Having said that, I wouldn't mind owning the product of a certain Italian
VW/Audi brand...

------
Bertrood
Gordon Gekko, in the original Wallstreet said greed is good for all
stakeholder interests because it eliminates wastes.

Shareholder vs. Stakeholder (employees, customers, community,and investors as
opposed to just investors) is an important consideration for CEOs. Wallstreet
makes it difficult for companies to plan longterm, and many companies speak of
the importance of the CUSTOMER (and the community), but mean INVESTOR.
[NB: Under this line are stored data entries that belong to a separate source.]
PR #1648, opened 2022-06-23
Fix Throwable note to mention that Error can be extended (fixes #1647).

### LINKED ISSUE #1647: Class can be throwable by extending Error
https://www.php.net/manual/en/class.throwable.php

> PHP classes cannot implement the Throwable interface directly, and must instead extend [Exception](https://www.php.net/manual/en/class.exception.php).

[`Error` can be extended](https://3v4l.org/QQHoN) now to create a throwable class as well.

AndrolGenhald:


cmb69:
But see https://github.com/php/doc-en/issues/1647#issuecomment-1165439900 f. I'm really unsure whether userland code should extend `Error`.

Girgias:
It might be a good idea to add a note that says although it is possible to extend `Error` this is in general a bad idea as those should only refer to programming/engine errors.

AndrolGenhald:
How sure are you that userland code shouldn't extend `Error`? It doesn't seem that common, but some popular projects are doing it: https://grep.app/search?q=extends%20%5CError&words=true&filter[lang][0]=PHP (a lot of that is stubs and polyfills, but about half of them seem to be actual userland extensions of `Error`).

If `Error` really shouldn't be extended I'll add a note to the `Error` documentation as well, as I mentioned [here](https://github.com/php/doc-en/issues/1647#issuecomment-1165684033) I didn't think the documentation was clear on that. In retrospect, allowing `Error` to be extended in userland makes sense for polyfills, but it should be more clear that it's not intended for general use.

PR #1649, opened 2022-06-23
Fix return type explanation for array_recursive

othercorey:


cmb69:
I don't think this should be documented here. It is [generally undefined behavior to pass values of unexpected types to an internal function](https://www.php.net/manual/en/functions.internal.php).

othercorey:
So just drop the null entirely?

cmb69:
Oh, right!

othercorey:
Should I say previously returned null on error without explaining? I guess it was just a mess when this stuff happened before throwing errors.

I'm simply updating missing docs after updating psalms function signatures.

cmb69:
No, I wouldn't even mention the `NULL` on failure.

cmb69 (approved):
Thank you!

CEO Entreprenuers get the chance to choose for themselves, stakeholders vs
just shareholders. The work of some German companies over the last two decades
is an encouraging example.

------
forkandwait
I think one of the interesting things about Germany, Japan, and China is that
they are NOT strictly capitalist countries, and they do NOT follow Chicago
style economic models (which, ahem, seem to be inaccurate when one attempts to
verify them empirically). I think a little bit of socialism is necessary to
keep a thriving _industry_ (not finance) driven economy going. Trade barriers,
spending on long term public education and welfare and infrastructure, long
term economic planning not based on this quarters dividends, a dash of
regulation to curb the worst abusers, some subsidies to beef up struggling
sectors that contribute the greater good, an efficient and highly monitored
bureaucracy, and zero tolerance for anti-social behavior (whether by the
powerful or the proletariat); these are what made the USA an industrial
economy from 1776 to about 1976, and they are still a recipe for success.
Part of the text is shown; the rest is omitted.